● About this exercise: Reproduce exactly, and only, the lines below from the one containing "4), 91.31 days)." through the one containing "- Section 2.2: payment".

● Listed entries:
--------------------

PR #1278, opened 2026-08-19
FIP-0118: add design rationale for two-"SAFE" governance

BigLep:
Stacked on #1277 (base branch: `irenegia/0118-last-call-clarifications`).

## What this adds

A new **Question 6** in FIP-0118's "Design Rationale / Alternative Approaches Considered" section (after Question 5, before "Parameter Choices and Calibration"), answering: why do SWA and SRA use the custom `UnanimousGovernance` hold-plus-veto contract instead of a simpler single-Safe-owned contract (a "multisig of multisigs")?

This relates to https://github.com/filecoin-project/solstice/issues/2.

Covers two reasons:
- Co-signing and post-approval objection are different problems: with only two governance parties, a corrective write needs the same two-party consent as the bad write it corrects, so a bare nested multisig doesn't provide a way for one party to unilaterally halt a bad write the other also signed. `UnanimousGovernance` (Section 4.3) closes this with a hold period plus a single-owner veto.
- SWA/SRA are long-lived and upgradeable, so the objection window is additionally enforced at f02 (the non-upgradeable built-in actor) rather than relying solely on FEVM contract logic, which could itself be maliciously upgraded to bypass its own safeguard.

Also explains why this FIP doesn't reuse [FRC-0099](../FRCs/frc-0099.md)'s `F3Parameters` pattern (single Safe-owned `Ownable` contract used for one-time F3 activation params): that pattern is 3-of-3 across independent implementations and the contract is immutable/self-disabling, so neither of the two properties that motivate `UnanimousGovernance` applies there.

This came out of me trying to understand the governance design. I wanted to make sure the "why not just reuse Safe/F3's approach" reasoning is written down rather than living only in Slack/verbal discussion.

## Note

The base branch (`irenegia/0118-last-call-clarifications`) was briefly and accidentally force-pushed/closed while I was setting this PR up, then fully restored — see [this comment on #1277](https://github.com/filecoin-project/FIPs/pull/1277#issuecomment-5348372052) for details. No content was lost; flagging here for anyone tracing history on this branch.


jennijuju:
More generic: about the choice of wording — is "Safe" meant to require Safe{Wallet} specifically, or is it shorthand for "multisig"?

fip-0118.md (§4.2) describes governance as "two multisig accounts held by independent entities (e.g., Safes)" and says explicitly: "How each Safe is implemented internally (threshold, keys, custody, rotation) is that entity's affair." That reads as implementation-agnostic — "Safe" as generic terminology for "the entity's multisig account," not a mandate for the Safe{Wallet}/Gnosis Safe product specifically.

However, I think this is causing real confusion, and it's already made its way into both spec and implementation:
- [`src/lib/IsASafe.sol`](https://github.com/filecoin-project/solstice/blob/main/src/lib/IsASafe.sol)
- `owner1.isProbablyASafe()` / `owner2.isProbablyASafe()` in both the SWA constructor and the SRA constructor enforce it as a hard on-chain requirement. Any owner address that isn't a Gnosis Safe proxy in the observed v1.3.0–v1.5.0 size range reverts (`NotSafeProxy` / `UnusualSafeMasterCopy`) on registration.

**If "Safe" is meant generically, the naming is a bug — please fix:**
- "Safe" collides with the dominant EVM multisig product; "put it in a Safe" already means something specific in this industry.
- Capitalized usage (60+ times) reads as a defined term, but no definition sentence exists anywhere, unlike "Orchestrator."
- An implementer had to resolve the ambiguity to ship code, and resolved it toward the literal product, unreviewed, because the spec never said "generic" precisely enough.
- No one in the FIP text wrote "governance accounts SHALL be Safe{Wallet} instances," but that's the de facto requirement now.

--------------------

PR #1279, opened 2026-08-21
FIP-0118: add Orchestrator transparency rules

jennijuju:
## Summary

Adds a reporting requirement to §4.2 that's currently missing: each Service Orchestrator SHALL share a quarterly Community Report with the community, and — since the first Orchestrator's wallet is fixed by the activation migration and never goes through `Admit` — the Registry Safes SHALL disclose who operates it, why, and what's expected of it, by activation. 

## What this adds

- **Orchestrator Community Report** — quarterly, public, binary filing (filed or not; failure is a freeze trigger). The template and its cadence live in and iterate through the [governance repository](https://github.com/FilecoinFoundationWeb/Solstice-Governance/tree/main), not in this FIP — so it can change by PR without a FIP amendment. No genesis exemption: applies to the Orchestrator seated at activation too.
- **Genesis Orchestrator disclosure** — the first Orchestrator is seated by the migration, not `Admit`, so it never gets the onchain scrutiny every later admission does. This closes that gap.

--------------------

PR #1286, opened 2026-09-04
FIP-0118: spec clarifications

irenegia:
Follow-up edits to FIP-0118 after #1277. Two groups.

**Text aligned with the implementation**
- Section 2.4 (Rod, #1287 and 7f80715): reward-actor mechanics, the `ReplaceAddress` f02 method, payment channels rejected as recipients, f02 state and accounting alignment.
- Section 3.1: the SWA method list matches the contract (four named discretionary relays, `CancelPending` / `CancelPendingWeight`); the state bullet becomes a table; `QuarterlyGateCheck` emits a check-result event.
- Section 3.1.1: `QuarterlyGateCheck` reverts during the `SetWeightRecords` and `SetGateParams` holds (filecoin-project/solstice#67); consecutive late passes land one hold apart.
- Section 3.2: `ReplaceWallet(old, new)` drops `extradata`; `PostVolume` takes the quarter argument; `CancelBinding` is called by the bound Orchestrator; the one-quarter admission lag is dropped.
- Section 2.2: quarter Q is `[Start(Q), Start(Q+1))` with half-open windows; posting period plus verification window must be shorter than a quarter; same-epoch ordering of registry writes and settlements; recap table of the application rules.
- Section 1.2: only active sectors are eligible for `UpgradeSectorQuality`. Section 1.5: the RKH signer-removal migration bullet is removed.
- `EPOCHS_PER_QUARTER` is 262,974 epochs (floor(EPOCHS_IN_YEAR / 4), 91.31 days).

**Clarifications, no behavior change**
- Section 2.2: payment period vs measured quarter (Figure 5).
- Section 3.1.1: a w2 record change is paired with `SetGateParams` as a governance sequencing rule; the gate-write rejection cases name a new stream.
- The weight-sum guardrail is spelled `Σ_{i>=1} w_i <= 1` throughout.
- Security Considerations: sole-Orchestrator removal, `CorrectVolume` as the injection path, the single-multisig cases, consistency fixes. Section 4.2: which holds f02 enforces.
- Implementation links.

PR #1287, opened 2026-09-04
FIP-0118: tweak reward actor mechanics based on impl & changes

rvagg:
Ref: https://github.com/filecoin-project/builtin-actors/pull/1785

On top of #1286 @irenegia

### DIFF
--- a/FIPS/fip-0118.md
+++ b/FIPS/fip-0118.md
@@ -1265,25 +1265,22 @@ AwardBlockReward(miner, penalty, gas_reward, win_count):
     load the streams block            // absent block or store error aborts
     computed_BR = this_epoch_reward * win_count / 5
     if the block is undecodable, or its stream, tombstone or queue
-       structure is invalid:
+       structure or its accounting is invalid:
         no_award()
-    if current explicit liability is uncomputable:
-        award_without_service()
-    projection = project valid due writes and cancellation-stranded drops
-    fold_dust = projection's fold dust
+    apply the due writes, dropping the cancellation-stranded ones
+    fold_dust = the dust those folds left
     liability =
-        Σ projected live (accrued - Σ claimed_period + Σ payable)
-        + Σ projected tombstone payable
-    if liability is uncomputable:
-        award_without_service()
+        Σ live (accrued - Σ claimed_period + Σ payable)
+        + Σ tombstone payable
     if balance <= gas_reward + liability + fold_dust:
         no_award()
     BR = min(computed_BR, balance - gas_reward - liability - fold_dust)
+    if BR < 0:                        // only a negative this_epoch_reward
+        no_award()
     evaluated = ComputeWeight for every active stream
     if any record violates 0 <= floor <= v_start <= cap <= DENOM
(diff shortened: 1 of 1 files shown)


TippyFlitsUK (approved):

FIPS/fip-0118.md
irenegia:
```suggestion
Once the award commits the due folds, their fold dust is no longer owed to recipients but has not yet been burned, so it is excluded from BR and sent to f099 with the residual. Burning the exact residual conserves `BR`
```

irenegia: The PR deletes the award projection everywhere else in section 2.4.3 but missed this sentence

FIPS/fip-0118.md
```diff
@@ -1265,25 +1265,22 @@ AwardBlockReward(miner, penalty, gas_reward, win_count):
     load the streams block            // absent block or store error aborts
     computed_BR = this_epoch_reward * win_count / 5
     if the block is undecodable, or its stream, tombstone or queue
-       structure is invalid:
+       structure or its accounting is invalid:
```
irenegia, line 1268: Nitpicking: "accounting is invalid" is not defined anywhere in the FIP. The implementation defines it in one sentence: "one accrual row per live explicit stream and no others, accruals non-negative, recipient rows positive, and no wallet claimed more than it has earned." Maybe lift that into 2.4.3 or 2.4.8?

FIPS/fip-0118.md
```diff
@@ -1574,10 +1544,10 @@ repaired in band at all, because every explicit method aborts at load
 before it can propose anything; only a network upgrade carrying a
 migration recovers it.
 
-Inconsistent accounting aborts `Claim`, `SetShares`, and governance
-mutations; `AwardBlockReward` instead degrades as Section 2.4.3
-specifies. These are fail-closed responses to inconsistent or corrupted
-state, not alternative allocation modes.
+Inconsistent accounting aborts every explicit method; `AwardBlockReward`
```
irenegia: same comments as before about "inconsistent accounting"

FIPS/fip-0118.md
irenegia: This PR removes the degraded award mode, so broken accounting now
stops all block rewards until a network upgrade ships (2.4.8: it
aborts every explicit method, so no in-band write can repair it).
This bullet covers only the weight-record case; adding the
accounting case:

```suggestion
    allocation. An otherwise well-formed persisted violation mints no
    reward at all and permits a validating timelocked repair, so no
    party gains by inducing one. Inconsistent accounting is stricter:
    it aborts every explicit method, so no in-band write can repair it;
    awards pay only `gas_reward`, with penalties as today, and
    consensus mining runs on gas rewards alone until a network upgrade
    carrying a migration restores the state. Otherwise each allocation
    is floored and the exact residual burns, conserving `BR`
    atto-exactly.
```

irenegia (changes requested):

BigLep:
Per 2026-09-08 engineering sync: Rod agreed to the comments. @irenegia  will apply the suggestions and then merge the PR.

--------------------

● Task answer:
- `EPOCHS_PER_QUARTER` is 262,974 epochs (floor(EPOCHS_IN_YEAR / 4), 91.31 days).

**Clarifications, no behavior change**
- Section 2.2: payment period vs measured quarter (Figure 5).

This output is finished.